** Task objective **
Please print only the top portion of the entries below, ending with the line that contains "pub fn concurrent_downloads(&self)", exactly as written.

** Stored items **
++++++++++

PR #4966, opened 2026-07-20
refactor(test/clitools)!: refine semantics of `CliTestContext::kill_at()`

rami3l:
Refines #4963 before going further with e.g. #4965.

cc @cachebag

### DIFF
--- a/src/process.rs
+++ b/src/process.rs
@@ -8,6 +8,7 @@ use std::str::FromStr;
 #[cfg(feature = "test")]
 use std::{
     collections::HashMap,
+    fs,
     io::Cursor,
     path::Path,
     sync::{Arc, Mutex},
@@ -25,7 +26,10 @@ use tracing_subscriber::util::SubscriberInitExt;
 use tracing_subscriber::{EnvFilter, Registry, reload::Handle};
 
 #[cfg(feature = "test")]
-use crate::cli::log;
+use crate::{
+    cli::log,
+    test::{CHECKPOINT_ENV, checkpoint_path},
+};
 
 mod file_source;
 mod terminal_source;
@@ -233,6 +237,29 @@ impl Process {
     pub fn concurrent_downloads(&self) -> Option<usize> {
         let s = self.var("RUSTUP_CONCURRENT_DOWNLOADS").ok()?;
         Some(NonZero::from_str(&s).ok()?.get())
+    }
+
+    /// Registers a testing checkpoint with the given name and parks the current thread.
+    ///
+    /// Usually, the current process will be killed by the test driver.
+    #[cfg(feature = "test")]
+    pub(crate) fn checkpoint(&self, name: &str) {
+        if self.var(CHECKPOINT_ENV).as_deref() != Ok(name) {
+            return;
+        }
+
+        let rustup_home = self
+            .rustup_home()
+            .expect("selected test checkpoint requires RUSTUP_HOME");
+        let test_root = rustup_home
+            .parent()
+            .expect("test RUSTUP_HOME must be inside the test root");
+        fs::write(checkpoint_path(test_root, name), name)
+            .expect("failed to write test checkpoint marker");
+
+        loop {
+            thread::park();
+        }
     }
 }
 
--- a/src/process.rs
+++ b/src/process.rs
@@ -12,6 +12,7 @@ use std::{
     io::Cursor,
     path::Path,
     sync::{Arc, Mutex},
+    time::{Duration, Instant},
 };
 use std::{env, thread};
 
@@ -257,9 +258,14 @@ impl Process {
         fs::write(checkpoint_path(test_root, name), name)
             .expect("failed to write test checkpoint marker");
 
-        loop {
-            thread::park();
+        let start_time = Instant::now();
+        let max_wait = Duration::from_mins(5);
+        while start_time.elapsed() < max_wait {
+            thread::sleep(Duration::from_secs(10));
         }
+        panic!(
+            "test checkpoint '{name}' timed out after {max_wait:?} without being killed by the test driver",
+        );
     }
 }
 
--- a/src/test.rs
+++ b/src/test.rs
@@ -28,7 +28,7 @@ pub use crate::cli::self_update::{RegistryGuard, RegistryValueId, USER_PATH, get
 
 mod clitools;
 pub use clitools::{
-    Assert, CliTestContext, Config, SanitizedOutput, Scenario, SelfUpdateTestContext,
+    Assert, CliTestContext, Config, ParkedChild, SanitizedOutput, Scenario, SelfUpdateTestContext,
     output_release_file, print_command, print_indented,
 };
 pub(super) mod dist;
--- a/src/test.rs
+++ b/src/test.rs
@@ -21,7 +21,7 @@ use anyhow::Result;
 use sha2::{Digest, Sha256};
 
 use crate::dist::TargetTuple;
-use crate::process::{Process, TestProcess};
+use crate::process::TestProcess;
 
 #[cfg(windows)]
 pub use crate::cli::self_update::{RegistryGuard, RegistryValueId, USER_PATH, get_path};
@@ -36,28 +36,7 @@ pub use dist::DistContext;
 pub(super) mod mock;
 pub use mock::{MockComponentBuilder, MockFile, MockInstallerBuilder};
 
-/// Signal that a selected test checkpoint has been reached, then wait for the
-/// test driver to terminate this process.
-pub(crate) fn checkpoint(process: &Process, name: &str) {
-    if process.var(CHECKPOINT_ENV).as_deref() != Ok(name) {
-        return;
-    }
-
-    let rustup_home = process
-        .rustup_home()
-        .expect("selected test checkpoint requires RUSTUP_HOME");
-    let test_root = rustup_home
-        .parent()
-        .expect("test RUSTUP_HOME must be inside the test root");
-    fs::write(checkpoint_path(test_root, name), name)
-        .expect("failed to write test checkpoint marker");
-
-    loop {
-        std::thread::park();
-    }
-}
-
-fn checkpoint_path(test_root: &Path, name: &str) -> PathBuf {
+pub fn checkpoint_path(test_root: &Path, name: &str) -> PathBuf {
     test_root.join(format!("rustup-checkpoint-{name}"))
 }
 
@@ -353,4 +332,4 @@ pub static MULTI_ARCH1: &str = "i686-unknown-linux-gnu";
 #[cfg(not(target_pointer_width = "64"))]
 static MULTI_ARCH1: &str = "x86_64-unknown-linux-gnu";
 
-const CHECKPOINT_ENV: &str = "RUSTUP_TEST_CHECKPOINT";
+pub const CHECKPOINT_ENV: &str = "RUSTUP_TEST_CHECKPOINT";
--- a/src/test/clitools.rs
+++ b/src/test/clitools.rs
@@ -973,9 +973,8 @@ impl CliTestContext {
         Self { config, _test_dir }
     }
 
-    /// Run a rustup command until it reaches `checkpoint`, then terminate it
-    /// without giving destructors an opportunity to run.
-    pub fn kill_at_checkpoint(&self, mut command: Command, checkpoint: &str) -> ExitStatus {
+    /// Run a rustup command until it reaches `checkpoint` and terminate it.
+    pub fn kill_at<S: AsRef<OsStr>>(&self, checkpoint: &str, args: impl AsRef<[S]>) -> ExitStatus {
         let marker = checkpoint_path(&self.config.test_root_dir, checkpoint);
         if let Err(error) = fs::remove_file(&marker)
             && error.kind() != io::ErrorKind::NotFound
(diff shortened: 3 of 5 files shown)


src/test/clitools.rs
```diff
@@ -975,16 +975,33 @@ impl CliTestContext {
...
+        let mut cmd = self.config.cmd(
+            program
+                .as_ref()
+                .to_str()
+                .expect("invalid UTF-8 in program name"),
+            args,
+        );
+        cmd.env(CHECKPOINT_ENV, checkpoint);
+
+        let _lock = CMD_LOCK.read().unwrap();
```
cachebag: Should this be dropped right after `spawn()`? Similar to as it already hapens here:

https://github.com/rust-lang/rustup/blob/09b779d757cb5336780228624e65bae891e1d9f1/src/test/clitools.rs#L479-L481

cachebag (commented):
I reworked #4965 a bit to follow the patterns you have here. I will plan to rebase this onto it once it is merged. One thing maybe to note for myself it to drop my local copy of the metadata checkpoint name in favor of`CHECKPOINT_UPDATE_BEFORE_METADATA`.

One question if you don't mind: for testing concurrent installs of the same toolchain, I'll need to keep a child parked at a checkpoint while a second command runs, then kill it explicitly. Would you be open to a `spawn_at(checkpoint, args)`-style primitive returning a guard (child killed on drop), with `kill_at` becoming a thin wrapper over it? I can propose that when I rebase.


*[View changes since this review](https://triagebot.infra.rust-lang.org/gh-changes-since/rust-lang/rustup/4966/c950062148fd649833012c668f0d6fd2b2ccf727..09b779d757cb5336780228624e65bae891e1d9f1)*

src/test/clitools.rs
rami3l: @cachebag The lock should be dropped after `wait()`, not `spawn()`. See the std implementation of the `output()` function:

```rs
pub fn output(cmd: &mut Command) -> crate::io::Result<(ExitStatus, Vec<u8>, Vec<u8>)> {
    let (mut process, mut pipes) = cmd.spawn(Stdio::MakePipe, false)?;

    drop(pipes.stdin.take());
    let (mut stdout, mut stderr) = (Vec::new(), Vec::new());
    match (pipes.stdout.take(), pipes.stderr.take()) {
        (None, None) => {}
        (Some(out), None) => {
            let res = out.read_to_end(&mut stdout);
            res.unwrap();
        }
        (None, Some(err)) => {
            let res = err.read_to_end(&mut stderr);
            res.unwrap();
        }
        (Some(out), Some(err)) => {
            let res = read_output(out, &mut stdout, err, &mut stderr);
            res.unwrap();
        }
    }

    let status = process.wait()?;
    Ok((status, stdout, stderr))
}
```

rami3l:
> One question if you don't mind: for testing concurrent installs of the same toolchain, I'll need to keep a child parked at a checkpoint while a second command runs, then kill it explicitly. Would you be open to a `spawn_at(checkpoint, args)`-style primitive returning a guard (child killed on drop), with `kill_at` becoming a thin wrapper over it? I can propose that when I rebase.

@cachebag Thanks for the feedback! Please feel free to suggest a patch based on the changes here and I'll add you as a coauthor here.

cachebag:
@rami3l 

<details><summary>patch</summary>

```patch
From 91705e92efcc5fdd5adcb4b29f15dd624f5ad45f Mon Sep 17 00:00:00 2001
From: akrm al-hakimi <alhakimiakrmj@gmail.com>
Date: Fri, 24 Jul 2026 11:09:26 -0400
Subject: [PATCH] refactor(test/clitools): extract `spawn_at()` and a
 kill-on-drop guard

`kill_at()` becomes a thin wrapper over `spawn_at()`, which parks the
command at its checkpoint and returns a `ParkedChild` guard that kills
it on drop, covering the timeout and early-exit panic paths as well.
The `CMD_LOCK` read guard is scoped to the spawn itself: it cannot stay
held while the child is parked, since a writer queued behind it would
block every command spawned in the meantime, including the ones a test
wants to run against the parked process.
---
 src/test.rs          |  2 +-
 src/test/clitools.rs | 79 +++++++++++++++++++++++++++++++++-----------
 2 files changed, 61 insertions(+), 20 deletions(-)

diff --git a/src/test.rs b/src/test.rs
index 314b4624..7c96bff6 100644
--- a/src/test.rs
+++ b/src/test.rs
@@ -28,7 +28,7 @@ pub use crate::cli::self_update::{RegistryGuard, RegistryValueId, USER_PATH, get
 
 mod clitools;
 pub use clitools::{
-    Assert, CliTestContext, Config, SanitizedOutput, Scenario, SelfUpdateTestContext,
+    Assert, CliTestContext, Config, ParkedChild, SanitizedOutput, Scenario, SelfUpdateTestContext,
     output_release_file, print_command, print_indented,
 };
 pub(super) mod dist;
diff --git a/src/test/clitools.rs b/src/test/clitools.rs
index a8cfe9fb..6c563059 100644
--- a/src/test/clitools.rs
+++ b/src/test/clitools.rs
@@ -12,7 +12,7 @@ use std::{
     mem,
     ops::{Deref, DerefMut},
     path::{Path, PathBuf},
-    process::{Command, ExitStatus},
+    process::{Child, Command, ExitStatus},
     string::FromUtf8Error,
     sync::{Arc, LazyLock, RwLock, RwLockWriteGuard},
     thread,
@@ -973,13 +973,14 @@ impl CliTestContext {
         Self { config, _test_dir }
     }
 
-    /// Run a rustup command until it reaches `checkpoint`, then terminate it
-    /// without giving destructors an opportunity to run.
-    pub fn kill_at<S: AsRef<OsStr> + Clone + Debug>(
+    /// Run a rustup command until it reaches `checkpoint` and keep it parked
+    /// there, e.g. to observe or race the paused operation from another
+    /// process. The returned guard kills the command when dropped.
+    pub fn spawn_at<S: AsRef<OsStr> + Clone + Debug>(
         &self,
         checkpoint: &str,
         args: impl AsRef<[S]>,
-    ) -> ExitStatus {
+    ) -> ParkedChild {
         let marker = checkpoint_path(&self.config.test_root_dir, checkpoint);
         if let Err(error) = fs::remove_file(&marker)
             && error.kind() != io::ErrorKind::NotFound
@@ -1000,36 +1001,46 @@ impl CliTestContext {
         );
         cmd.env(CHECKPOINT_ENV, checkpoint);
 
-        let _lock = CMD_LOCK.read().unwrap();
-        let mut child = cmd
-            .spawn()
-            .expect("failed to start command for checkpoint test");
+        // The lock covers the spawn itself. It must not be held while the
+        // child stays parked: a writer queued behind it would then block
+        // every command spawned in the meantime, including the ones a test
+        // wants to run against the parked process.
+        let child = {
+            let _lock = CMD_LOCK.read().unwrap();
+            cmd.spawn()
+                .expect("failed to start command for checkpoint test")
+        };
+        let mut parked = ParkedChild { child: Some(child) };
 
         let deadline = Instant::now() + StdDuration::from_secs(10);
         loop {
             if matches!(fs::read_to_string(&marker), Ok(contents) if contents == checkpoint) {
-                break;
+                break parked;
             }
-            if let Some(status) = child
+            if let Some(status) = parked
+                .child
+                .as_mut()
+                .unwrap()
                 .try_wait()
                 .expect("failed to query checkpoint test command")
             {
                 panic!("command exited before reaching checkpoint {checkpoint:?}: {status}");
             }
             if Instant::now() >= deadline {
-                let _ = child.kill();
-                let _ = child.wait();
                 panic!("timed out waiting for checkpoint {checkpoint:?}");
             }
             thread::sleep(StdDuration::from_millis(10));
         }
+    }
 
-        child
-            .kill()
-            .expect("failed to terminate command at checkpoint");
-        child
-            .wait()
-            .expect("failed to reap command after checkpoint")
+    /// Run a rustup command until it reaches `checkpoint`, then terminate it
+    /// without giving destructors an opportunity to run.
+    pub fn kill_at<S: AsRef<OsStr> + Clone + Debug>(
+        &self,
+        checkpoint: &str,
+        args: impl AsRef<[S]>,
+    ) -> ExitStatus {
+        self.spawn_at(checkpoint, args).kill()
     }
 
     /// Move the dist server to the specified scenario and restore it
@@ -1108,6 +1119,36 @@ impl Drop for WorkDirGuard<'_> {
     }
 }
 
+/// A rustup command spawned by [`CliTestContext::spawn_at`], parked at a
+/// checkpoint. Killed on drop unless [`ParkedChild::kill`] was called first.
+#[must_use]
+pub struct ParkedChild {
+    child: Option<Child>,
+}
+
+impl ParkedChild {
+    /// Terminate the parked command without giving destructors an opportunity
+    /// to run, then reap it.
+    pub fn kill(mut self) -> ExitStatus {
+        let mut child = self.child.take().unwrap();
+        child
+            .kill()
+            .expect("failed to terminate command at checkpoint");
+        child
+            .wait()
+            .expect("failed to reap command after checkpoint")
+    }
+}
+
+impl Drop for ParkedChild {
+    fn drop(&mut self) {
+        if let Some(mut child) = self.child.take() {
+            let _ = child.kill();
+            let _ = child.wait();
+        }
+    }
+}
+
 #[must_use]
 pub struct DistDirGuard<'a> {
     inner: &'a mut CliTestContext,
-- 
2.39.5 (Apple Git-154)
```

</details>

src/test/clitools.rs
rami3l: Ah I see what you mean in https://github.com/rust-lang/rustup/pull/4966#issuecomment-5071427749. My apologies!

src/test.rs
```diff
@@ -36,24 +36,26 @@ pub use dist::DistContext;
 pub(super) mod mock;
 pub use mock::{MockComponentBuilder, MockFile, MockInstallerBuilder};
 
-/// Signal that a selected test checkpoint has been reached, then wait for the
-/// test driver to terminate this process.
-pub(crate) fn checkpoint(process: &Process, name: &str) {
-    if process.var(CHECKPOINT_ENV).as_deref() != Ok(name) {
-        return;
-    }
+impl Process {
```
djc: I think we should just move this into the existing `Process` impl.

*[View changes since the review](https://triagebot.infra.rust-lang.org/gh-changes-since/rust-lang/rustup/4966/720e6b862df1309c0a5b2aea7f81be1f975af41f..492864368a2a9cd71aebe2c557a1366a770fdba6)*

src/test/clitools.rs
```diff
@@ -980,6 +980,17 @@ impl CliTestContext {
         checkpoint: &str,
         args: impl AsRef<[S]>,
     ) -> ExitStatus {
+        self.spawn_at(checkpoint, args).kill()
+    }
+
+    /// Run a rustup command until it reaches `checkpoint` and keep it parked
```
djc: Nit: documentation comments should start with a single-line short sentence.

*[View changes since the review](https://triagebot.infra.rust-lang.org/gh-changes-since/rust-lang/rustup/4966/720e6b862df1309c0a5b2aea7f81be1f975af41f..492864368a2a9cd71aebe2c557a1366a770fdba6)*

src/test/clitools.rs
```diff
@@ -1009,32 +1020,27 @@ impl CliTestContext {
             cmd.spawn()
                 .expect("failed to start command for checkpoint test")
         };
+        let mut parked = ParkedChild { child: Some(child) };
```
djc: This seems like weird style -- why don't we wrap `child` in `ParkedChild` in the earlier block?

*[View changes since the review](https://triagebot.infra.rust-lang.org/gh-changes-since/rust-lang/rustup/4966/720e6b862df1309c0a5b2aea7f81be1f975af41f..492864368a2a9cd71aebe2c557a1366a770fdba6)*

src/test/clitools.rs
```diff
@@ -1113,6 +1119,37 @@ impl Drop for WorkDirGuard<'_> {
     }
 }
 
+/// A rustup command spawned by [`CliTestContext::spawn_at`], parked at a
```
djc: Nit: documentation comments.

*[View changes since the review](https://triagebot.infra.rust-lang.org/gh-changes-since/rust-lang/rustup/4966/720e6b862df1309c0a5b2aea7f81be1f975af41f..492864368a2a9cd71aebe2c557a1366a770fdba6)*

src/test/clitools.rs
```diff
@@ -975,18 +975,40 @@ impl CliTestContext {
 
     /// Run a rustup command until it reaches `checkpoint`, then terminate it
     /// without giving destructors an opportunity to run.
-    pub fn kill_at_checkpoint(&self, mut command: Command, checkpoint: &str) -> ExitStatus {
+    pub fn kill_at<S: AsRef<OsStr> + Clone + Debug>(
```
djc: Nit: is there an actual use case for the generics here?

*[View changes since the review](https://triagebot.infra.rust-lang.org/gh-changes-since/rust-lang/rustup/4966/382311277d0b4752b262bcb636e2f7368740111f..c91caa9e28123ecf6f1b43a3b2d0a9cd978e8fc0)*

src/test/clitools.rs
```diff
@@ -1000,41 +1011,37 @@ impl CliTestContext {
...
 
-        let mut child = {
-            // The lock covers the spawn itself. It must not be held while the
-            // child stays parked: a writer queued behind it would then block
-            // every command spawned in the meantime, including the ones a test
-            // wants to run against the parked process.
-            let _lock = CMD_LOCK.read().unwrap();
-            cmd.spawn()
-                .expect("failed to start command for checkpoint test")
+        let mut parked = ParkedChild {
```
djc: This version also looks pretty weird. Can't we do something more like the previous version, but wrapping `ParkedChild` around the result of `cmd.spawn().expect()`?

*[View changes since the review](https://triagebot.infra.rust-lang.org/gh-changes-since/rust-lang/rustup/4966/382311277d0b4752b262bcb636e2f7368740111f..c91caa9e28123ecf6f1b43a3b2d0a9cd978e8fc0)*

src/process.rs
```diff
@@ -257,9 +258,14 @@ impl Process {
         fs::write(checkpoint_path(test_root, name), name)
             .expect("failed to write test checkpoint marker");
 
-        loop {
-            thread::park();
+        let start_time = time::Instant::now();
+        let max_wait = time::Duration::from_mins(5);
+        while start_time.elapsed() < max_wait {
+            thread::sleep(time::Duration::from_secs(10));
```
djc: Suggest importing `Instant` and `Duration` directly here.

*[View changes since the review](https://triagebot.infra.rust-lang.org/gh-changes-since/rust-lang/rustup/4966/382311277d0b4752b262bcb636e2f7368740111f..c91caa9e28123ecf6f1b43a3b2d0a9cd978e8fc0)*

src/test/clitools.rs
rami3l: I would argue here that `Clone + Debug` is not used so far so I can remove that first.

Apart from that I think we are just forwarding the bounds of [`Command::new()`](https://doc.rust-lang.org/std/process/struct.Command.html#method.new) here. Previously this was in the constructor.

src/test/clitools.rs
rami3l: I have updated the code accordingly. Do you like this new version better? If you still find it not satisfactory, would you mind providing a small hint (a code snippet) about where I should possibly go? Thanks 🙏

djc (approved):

++++++++++

** Solved exercise **
PR #4966, opened 2026-07-20
refactor(test/clitools)!: refine semantics of `CliTestContext::kill_at()`

rami3l:
Refines #4963 before going further with e.g. #4965.

cc @cachebag

### DIFF
--- a/src/process.rs
+++ b/src/process.rs
@@ -8,6 +8,7 @@ use std::str::FromStr;
 #[cfg(feature = "test")]
 use std::{
     collections::HashMap,
+    fs,
     io::Cursor,
     path::Path,
     sync::{Arc, Mutex},
@@ -25,7 +26,10 @@ use tracing_subscriber::util::SubscriberInitExt;
 use tracing_subscriber::{EnvFilter, Registry, reload::Handle};
 
 #[cfg(feature = "test")]
-use crate::cli::log;
+use crate::{
+    cli::log,
+    test::{CHECKPOINT_ENV, checkpoint_path},
+};
 
 mod file_source;
 mod terminal_source;
@@ -233,6 +237,29 @@ impl Process {
     pub fn concurrent_downloads(&self) -> Option<usize> {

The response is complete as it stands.